Ich habe in den Einstellungen (und auch im Setup Wizzard) bereits alles nachgesehen, man kann aber diese Funktion nicht ändern. Die Lautstärke-Regelungen des PCs sind auch richtig eingestellt. In den Ts3-Optionen ist alles aktiviert, was ein automatisches Stummschalten verhindert. Und bevor jetzt einer kommt und meint, mein Headset wäre defekt: ich habe bis gestern abend noch Ts2 ganz normal benutzt, daran kann es nicht liegen. Laut Windows Updater gibt es auch keine aktuelleren Treiber für die Soundkarte, falls da etwas unkompatibel wäre.

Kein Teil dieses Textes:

PR #4620, opened 2022-05-11
`NeighborLoader`: Optionally use argument data without `to_csc`

ZenoTan:


torch_geometric/data/lightning_datamodule.py
```diff
@@ -219,6 +219,7 @@ def __init__(
         loader: str = "neighbor",
         batch_size: int = 1,
         num_workers: int = 0,
+        keep_data: bool = False,
```
rusty1s, line 222: No need for that. We can pass that as part of `kwargs`.

torch_geometric/loader/neighbor_loader.py
```diff
@@ -26,6 +26,7 @@ def __init__(
         input_type: Optional[Any] = None,
         share_memory: bool = False,
         time_attr: Optional[str] = None,
+        keep_data=False,
```
rusty1s, line 29: I personally prefer `is_sorted` argument, which dictates that `edge_index` is sorted by destination. Then we simply need to run `torch.ops.torch_sparse.ind2ptr` to compute the `colptr`.
 ```suggestion
        is_sorted: bool=False,
```

rusty1s (approved):

PR #6993, opened 2023-03-21
Update type hints for `HeteroData`

binh-vu:
According to [PEP 484](https://peps.python.org/pep-0484/#arbitrary-argument-lists-and-default-argument-values), variable positional arguments (*args) only need to specify the expected value for one such argument.

This PR will fix the warning from Pylance (in vscode) when assigning data in HeteroData as follow (code from tutorial):

```python
from torch_geometric.data import HeteroData

data = HeteroData()

data['paper'].x = ... # Pylance will complain but won't for data[('paper',)].x = . This PR will fix that
```


rusty1s (approved):
Thanks!

PR #6995, opened 2023-03-22
Implementing `ESAN` paper

TheJurman:
Hi PyG team, 

We have implemented DSnetwrok, DSSnetwork and 4 new subgraph policies (Node Deletion, Edge Deletion, EGO and EGO+) and also running some examples replicating the results from the original paper. The original issue was created [here](https://github.com/pyg-team/pytorch_geometric/issues/6808l)


juramatu (commented):
The submission meets PyG contribution reqs

Issue #7010, opened 2023-03-22
Temporal version for elliptic bitcoin dataset


rishiagarwal2000:
### 🚀 The feature, motivation and pitch

I am using the EllipticBitcoinDataset, and want to compare the performance of static GCNs (that do not change with time) with evolving GCNs. Hence, it would be useful if we have a temporal version for the dataset where a separate graph for each time step can be loaded.

akihironitta:
Closing this issue as #7011 added `EllipticBitcoinTemporalDataset`. It should be available in the next 2.4.0 release.

PR #7011, opened 2023-03-22
Temporal version of `EllipticBitcoinDataset`

rishiagarwal2000:
Hi PyG team,

We have implemented a temporal version of the EllipticBitcoinDataset to allow experimenting with models such as [EvolveGCN](https://arxiv.org/pdf/1902.10191.pdf), where the GCN evolves with time. The original issue was created [here](https://github.com/pyg-team/pytorch_geometric/issues/7010#issue-1636550901)


rusty1s (approved):
Thanks. I refactored this a bit such that `EllipticBitcoinTemporalDataset` inherits from `EllipticBitcoinDataset`. Hope the change works for you.

PR #7012, opened 2023-03-23
WIP: Implement SE(3)-Transformer

nealvaidya:
We implement the SE(3)-Equivariant Transformer network proposed in [SE(3)-Transformers: 3D Roto-Translation Equivariant Attention Networks](https://arxiv.org/abs/2006.10503). This implementation is a port of the DGL implementation [here](https://github.com/NVIDIA/DeepLearningExamples/tree/master/DGLPyTorch/DrugDiscovery/SE3Transformer).

We've also included an example training the model on the QM9 dataset.

Submitted for cs224w


examples/contrib/se3transformer_qm9.py
```diff
@@ -0,0 +1,196 @@
...
+
+
+class AsFiber(T.BaseTransform):
+    def __init__(self, node_fiber: Fiber, edge_fiber: Fiber) -> None:
+        self.node_fiber = node_fiber
+        self.edge_fiber = edge_fiber
+
+    def __call__(self, data: Data) -> Data:
+        data.node_feats = self.node_fiber.tensor_to_dict(data.x)
+        data.edge_feats = self.edge_fiber.tensor_to_dict(data.edge_attr)
```
wsad1, line 56: Why rename the variables here. Keep them as `data.x` and `data.edge_attr`?

wsad1 (changes requested):
Thanks for adding this.
To start of with could you please add tests for al the modules in `conv` and `models`.

torch_geometric/contrib/utils/fiber.py
```diff
@@ -0,0 +1,145 @@
...
+from itertools import product
+from typing import Dict
+
+import torch
+from torch import Tensor
+
+FiberEl = namedtuple("FiberEl", ["degree", "channels"])
+
+
+class Fiber(dict):
```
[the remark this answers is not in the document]
nealvaidya: Yes, it does come from the paper, there is some good explanation in this [blog post](https://fabianfuchsml.github.io/se3iterative/). I do think it would be possible to do this without the Fiber class, we would just need to keep track of the degrees of the different features in `data.x` in some other field of `data`

examples/contrib/se3transformer_qm9.py
nealvaidya: Sure, I don't think there's any good reason to rename

amorehead:
Any updates on this PR by chance? This looks like a great addition to the PyG model catalog!

PR #7016, opened 2023-03-23
Added `DegreeQuant`

laikhtewari:
We implemented the [DegreeQuant](https://arxiv.org/abs/2008.05000) method for Quantization-Aware Training for GNNs (for CS224W final project). We documented the files and included a README to describe the file structure. The changes are located in pytorch_geometric/torch_geometric/contrib/degree_quant


wsad1 (changes requested):
@laikhtewari Thanks for the amazing work. And sorry for the delay in reviews.
Given that the PR is over 2k lines I am finding it a little hard to review. Do you think we can break this down into multiple PRs.

PR #7026, opened 2023-03-24
feat: add `RotatE` KGE model

riyavsinha:
[No longer contributing affiliated with CS224W]

Paper reported FB15k-237 H@10: .533
Implementation Example H@10: .431

Of note, the paper only reports their score using their Adversarial Negative Sampling (ANS), which is not implemented as a part of this PR. Table 7 from the paper comparing the use of ANS vs. uniform random sampling shows a 5% increase in H@10 for FB15k-237, which may be a factor to the disparity in performance, combined with the small hidden size in the example, I believe. The margin=9 argument is from the paper's reported best performance in Table 12 on FB15k-237 as well.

Ich hab das Thema auch schon in einem reinen Technik-Forum gepostet, leider antworten die da nicht so schnell drauf 


			Dieser Inhalt steht nur eingeloggten Mitgliedern zur Verfügung.
        


Kennt sich da jemand mit aus? Oder hat dasselbe bzw. das gleiche Problem gehabt?
Ich danke euch für mögliche Antworten!

MfG
Dex


----------



## muehe (8. April 2010)

das is normal da das Mikro ja aktiviert ist


hast du denn über Einstellungen -> Optionen -> Aufnahme das richtige Aufnahmegerät ausgewählt


----------



## Dexis (8. April 2010)

Naja, ich kann mich aber daran erinnern, dass dieses Symbol mal normal in Farbe (grün) dargestellt wurde, als ich Anfang des Jahres eine ältere Beta-Version getestet habe - und da konnte ich kurzzeitig auch sprechen.
Ich komme halt einfach nicht dahinter, an welchen Einstellungen das sonst liegen könnte....


----------



## muehe (8. April 2010)

was ist das denn für eine Soundkarte ?


----------



## Dexis (8. April 2010)

Hab den Fehler gefunden.

Der Aufnahmemodus stand standardmäßig auf "Automatisch besten Modus wählen", das habe ich auf Directsound geändert und es lief normal.
Warum diese Aspekt jetzt auf einmal ging und nicht schon die xyz Versuche vorher, weiß ich jetzt selber nicht^^
Vielleicht haben die anderen Betas nicht mit meinem System korrespondiert.
Aber gut, somit erledigt.
Dank dir trotzdem, muehe 


			Dieser Inhalt steht nur eingeloggten Mitgliedern zur Verfügung.


----------